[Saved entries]
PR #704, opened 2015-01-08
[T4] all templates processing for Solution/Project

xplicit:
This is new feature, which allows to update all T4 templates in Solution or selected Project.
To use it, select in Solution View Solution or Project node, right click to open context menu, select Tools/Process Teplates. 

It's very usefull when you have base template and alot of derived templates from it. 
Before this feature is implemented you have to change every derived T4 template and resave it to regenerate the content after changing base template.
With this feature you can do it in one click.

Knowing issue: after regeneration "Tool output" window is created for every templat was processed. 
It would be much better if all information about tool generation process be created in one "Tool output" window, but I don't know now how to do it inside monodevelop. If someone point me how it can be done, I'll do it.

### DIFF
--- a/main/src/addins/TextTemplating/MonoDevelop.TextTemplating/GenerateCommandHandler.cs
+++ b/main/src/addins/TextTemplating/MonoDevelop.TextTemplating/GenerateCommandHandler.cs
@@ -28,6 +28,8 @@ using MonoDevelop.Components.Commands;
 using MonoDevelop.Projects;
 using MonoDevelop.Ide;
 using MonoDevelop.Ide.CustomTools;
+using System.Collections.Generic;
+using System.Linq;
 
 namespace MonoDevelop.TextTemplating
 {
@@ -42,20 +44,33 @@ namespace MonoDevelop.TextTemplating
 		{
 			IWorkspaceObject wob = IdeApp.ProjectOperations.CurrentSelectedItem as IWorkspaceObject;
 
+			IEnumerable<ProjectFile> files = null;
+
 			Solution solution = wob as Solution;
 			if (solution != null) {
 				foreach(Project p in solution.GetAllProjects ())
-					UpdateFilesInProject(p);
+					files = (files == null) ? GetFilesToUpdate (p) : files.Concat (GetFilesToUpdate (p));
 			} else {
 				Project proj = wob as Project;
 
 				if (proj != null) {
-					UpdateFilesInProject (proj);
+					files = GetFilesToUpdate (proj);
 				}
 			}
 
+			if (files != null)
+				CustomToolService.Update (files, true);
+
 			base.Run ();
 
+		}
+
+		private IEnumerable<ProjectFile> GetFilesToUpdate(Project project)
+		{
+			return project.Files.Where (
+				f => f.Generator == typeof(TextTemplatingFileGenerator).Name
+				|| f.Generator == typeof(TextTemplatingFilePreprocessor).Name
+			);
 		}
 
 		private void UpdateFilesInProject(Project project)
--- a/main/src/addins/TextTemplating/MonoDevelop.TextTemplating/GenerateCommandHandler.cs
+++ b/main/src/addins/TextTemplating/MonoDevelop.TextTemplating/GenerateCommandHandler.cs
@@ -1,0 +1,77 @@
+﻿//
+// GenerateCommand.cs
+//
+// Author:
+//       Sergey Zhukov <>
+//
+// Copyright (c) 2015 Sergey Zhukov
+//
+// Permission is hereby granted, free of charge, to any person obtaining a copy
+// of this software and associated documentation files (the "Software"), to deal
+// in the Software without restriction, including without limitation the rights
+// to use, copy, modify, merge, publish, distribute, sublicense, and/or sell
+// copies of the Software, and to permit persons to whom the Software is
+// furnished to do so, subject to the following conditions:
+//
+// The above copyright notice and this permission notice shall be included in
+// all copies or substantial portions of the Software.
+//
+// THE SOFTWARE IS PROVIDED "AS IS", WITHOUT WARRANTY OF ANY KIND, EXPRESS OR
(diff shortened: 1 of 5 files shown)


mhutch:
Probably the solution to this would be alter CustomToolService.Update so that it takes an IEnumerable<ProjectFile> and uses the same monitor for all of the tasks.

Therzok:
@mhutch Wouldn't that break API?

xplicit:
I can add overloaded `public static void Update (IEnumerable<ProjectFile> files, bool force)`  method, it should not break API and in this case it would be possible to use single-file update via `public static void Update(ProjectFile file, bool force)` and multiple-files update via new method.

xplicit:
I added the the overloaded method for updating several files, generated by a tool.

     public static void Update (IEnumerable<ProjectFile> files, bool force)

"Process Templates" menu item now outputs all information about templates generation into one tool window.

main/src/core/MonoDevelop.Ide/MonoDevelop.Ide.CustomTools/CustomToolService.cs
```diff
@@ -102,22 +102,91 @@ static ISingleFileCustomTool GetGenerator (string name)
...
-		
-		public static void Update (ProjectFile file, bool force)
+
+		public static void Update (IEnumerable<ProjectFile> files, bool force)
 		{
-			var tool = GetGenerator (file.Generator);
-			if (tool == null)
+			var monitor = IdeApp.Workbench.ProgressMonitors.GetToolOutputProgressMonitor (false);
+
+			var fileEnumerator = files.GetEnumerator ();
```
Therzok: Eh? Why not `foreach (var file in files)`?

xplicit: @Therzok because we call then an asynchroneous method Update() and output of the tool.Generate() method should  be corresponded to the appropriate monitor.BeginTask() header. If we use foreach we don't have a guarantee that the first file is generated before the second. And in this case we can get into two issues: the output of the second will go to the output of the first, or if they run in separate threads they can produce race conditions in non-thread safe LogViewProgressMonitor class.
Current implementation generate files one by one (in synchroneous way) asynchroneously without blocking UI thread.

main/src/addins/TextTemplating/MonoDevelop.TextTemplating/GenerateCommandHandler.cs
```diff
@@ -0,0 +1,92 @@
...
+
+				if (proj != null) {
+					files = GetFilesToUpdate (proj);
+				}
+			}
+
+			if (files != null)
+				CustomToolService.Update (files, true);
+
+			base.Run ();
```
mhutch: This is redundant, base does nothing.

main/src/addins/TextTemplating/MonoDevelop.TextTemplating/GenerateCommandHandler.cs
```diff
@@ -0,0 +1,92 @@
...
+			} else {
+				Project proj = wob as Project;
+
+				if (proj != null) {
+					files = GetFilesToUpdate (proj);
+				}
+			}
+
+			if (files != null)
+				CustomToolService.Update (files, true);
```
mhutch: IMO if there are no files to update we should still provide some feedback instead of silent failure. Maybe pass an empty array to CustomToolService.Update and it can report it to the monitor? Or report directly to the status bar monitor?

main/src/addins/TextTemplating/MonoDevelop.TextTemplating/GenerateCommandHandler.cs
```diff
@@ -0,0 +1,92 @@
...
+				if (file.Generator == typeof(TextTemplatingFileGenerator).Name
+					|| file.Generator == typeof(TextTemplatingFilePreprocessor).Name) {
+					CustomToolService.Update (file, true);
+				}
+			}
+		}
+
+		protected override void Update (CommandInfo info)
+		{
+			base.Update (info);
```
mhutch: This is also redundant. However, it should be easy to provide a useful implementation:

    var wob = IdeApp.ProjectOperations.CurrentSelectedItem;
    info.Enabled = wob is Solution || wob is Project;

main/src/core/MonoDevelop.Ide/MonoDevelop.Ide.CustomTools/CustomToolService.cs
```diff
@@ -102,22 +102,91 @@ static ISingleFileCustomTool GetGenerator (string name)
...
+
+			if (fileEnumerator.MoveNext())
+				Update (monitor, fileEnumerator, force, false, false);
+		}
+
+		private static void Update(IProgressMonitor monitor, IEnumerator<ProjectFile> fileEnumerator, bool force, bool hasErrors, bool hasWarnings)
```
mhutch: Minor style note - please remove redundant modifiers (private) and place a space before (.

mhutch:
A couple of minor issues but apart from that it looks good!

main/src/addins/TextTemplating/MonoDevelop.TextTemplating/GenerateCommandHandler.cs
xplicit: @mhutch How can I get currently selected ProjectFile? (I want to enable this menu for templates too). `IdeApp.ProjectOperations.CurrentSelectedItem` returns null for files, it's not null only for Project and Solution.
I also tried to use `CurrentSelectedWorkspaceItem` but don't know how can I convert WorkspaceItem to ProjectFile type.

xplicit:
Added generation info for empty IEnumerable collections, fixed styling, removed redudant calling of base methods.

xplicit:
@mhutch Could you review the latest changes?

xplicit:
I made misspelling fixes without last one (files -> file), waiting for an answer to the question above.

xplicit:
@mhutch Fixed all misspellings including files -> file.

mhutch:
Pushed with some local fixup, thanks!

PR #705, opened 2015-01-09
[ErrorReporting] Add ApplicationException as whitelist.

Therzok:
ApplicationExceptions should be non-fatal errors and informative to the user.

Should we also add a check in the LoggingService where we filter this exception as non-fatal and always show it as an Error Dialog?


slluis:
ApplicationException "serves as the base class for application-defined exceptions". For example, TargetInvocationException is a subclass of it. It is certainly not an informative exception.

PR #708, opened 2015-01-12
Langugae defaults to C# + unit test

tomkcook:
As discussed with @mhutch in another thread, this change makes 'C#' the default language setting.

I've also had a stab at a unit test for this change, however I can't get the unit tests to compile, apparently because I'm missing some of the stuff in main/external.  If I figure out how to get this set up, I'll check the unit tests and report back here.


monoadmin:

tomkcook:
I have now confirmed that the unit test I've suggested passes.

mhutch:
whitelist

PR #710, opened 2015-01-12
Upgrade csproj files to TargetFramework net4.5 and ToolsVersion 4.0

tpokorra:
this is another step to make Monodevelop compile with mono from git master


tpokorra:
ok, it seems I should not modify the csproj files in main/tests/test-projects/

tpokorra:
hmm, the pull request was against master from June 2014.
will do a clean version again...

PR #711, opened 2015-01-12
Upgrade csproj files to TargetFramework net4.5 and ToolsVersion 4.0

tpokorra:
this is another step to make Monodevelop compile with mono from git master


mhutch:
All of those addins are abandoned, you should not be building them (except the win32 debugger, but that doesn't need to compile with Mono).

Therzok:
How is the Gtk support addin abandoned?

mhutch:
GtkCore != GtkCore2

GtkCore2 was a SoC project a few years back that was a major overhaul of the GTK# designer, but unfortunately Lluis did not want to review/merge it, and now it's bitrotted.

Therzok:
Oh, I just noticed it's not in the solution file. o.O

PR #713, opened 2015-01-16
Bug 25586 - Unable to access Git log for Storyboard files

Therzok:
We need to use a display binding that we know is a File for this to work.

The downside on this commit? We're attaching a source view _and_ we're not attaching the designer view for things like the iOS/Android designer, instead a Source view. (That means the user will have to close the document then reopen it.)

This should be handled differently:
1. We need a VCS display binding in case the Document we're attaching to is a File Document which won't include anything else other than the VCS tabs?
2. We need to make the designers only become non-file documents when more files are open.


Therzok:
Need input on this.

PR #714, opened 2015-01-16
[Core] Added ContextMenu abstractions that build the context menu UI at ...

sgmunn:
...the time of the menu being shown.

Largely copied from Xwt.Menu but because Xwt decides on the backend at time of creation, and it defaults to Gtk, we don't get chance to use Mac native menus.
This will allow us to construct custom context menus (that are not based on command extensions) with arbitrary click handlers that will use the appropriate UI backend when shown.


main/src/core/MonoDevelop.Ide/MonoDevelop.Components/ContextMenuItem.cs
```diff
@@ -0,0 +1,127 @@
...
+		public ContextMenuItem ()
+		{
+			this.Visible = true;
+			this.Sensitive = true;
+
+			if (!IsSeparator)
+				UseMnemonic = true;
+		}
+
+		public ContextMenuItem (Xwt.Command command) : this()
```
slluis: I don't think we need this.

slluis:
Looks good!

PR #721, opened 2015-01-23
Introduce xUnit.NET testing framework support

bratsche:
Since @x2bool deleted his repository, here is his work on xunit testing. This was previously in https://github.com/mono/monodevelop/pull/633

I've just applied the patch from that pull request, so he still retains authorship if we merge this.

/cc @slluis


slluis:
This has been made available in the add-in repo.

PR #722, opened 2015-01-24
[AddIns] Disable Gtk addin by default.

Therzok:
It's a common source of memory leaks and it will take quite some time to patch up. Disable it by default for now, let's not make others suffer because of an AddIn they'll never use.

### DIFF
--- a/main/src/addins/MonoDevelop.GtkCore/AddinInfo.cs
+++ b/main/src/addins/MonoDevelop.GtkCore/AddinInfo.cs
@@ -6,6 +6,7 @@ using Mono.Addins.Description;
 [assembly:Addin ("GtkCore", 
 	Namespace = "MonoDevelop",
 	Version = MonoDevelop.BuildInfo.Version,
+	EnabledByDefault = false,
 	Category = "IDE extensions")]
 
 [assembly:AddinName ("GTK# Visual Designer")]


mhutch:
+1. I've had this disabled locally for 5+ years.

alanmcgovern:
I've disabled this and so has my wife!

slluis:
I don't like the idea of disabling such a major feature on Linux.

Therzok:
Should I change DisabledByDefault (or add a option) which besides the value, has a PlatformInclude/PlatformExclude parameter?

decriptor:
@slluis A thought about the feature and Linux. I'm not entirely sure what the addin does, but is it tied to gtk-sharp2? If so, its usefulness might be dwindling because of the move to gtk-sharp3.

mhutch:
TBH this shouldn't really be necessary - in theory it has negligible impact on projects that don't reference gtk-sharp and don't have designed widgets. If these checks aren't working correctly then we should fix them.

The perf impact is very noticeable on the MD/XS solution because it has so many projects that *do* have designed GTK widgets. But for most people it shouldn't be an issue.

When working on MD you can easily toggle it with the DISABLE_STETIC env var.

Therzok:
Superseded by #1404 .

WORK TO COMPLETE —
Among the entries above, find the line with "KIND, EXPRESS OR" and the line with "Therzok: Eh? Why"; give again exactly these two lines and all lines between them.

TASK SOLUTION —
+// THE SOFTWARE IS PROVIDED "AS IS", WITHOUT WARRANTY OF ANY KIND, EXPRESS OR
(diff shortened: 1 of 5 files shown)


mhutch:
Probably the solution to this would be alter CustomToolService.Update so that it takes an IEnumerable<ProjectFile> and uses the same monitor for all of the tasks.

Therzok:
@mhutch Wouldn't that break API?

xplicit:
I can add overloaded `public static void Update (IEnumerable<ProjectFile> files, bool force)`  method, it should not break API and in this case it would be possible to use single-file update via `public static void Update(ProjectFile file, bool force)` and multiple-files update via new method.

xplicit:
I added the the overloaded method for updating several files, generated by a tool.

     public static void Update (IEnumerable<ProjectFile> files, bool force)

"Process Templates" menu item now outputs all information about templates generation into one tool window.

main/src/core/MonoDevelop.Ide/MonoDevelop.Ide.CustomTools/CustomToolService.cs
```diff
@@ -102,22 +102,91 @@ static ISingleFileCustomTool GetGenerator (string name)
...
-		
-		public static void Update (ProjectFile file, bool force)
+
+		public static void Update (IEnumerable<ProjectFile> files, bool force)
 		{
-			var tool = GetGenerator (file.Generator);
-			if (tool == null)
+			var monitor = IdeApp.Workbench.ProgressMonitors.GetToolOutputProgressMonitor (false);
+
+			var fileEnumerator = files.GetEnumerator ();
```
Therzok: Eh? Why not `foreach (var file in files)`?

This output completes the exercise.